PR #4284, opened 2022-12-04
spider: Don't initiate get requests for bare anchor links

kingthorin:
- CHANGELOG > Added fix note.
- SpiderHtmlParser > Minor tweak to ignore bare anchors.
- SpiderHtmlParserUnitTest > Updated A and Area test methods to count named but not bare anchors. (Updated associated html test resources.)

Fixes zaproxy/zaproxy#7265

### DIFF
--- a/addOns/spider/CHANGELOG.md
+++ b/addOns/spider/CHANGELOG.md
@@ -8,6 +8,9 @@ and this project adheres to [Semantic Versioning](https://semver.org/spec/v2.0.0
 ### Changed
 - Maintenance changes.
 
+### Fixed
+- A and Area element hrefs that are bare anchor links (#) will no longer cause a GET request (Issue 7265).
+
 ## [0.1.0] - 2022-10-27
 
 ### Functional Improvements Compared to Previous Core Release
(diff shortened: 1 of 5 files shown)


thc202:
Why is it wrong finding this URL and why is it a problem accessing the own page?

kingthorin:
I guess the argument is that if they're in-page links we shouldn't be requesting the page itself via a method other than what originally landed ZAP there. (In which case maybe I should have done `startsWith` here [instead of bare vs named].)

I'd have to test with a browser but if a POST lands on you on a page and then you click an anchor I don't think the page is reloaded (GETted) since the anchor should only be handled client side.

thc202:
The purpose of the spider is to find and access the URLs, not behave (exactly) like a browser though.

psiinon:
Agreed. The spider doesnt have to obey any sort of rules, it just has to find stuff. We do want it to find valid stuff though...

thc202:
I think that's preferable than change the Spider behaviour.

thc202:
Thank you @kingthorin and sorry for the extra work.

kingthorin:
No problem, luckily it was a small PR 😉

PR #4286, opened 2022-12-05
Prevent Toolkit initialisation without view

thc202:
Do not initialise icons and other UI components if there's no view.

Part of zaproxy/zaproxy#3798.


psiinon (approved):

ricekot (approved):
Thank you!

PR #4293, opened 2022-12-09
network: improve dynamic unload

thc202:
Remove on unload:
 - `HttpSender` implementation;
 - Connection options panel;
 - Client Certificates panel.

Save and restore the `HttpSender` implementation state.

### DIFF
--- a/addOns/network/src/main/java/org/zaproxy/addon/network/internal/client/BaseHttpSender.java
+++ b/addOns/network/src/main/java/org/zaproxy/addon/network/internal/client/BaseHttpSender.java
@@ -27,11 +27,16 @@ import java.nio.file.Files;
 import java.nio.file.Path;
 import java.nio.file.StandardOpenOption;
 import java.util.ArrayList;
+import java.util.Collection;
 import java.util.Collections;
 import java.util.Comparator;
 import java.util.EnumSet;
 import java.util.List;
+import java.util.Map;
 import java.util.Objects;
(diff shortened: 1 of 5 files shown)


kingthorin (approved):

addOns/network/src/main/java/org/zaproxy/addon/network/internal/client/BaseHttpSender.java
```diff
@@ -69,11 +79,63 @@
...
+        contexts =
+                Collections.synchronizedMap(
+                        new ReferenceIdentityMap(
+                                AbstractReferenceMap.WEAK, AbstractReferenceMap.HARD));
+    }
+
+    @Override
+    public Object saveState() {
+        synchronized (contexts) {
+            return Map.of(
```
ricekot, line 96: We could use an instance of an `HttpSenderState` (or similar) class instead of a map? That way we wouldn't have to keep a track of the types of the values in the map.

thc202: We can't use classes defined in/by the add-on, that would lead to class cast exceptions (as the new add-on has one class and the old another). It could be changed to use serialization though.

ricekot: That makes sense.

ricekot (approved):
Thank you!

PR #4295, opened 2022-12-11
Replace usage of Commons Lang v2

thc202:
Replace use of Commons Lang v2 with JRE equivalent, Commons Lang v3, or Commons Text.


kingthorin (commented):
Would it be worth looking for `isBlank` usage and replacing with JRE impl?

thc202:
In the two occurrences that exist it's also handling possible null value, we could still replace though.

kingthorin (approved):

kingthorin:
Doesn't really matter just for two, and if the JRE isn't handling null case then we may as well stick as-is.

psiinon (approved):

PR #4296, opened 2022-12-11
ascanrules: address XSS false negative

thc202:
Only require that the attribute value starts with the javascript scheme injection (ignoring leading whitespaces), the presence of other characters following the injection do not necessarily invalidate it.
For example, if it's also injected with a comment (e.g. `//`) it would make it valid, even if it has more/other characters after.

### DIFF
--- a/addOns/ascanrules/src/test/java/org/zaproxy/zap/extension/ascanrules/CrossSiteScriptingScanRuleUnitTest.java
+++ b/addOns/ascanrules/src/test/java/org/zaproxy/zap/extension/ascanrules/CrossSiteScriptingScanRuleUnitTest.java
@@ -39,6 +39,8 @@ import java.util.TreeSet;
 import org.apache.commons.lang3.StringUtils;
 import org.apache.commons.text.StringEscapeUtils;
 import org.junit.jupiter.api.Test;
+import org.junit.jupiter.params.ParameterizedTest;
+import org.junit.jupiter.params.provider.ValueSource;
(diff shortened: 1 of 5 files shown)


kingthorin (approved):

addOns/ascanrules/src/test/java/org/zaproxy/zap/extension/ascanrules/CrossSiteScriptingScanRuleUnitTest.java
```diff
@@ -962,8 +964,9 @@ protected Response serve(IHTTPSession session) {
         assertThat(alertsRaised.get(0).getConfidence(), equalTo(Alert.CONFIDENCE_MEDIUM));
     }
 
-    @Test
-    void shouldReportXssInUrlAttributeButNotWhenPayloadIsModified()
+    @ParameterizedTest
+    @ValueSource(strings = {"", "Content After"})
+    void shouldReportXssInUrlAttributeButNotWhenPayloadIsModified(String extraMofication)
```
ricekot, line 969: `extraMofication` -> `extraModification`

thc202: Done.

psiinon (approved):

ricekot (approved):
Thanks!

PR #4306, opened 2022-12-16
Spelling Updates Batch 1

kingthorin:
Cherry picked from: https://github.com/zaproxy/zap-extensions/pull/3083 and rebased current.

### DIFF
--- a/addOns/accessControl/src/main/java/org/zaproxy/zap/extension/accessControl/AccessControlScannerThread.java
+++ b/addOns/accessControl/src/main/java/org/zaproxy/zap/extension/accessControl/AccessControlScannerThread.java
@@ -133,7 +133,7 @@ public class AccessControlScannerThread
         try {
             notifyScanStarted();
             scanImpl();
-            log.debug("Access control scan succesfully completed.");
+            log.debug("Access control scan successfully completed.");
         } catch (Exception e) {
             log.error("An error occurred while scanning:", e);
         } finally {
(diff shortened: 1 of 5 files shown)


addOns/alertFilters/src/main/resources/org/zaproxy/zap/extension/alertFilters/resources/Messages.properties
```diff
@@ -70,7 +70,7 @@ alertFilters.dialog.add.label.scope.global		= Global
 alertFilters.dialog.button.apply	= Apply
 alertFilters.dialog.button.test		= Test
 alertFilters.dialog.filter.state.notapplied = Not applied
-alertFilters.dialog.filter.state.nottested = Not tested
+alertFilters.dialog.filter.state.untested = Not tested
```
thc202, line 73: What's the problem here?

kingthorin: They're both fine, probably more of a style choice.

thc202: But why change the key and not the text? Better just fix typos IMO.

thc202:
Thank you both!

psiinon (approved):

addOns/alertFilters/src/main/resources/org/zaproxy/zap/extension/alertFilters/resources/Messages.properties
jsoref: Fwiw, `untested` is a word whereas `not tested` is really two words that one would naturally include some punctuation between.

Note that I'm not attached to the change, but that's the reason for proposing it.

thc202: Like `notapplied` (and a thousand more), which was not changed (not asking for it either).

PROBLEM TO WORK ON: Copy every line of the listing where the word "public" appears.

WRITTEN SOLUTION:
+    public Object saveState() {
@@ -133,7 +133,7 @@ public class AccessControlScannerThread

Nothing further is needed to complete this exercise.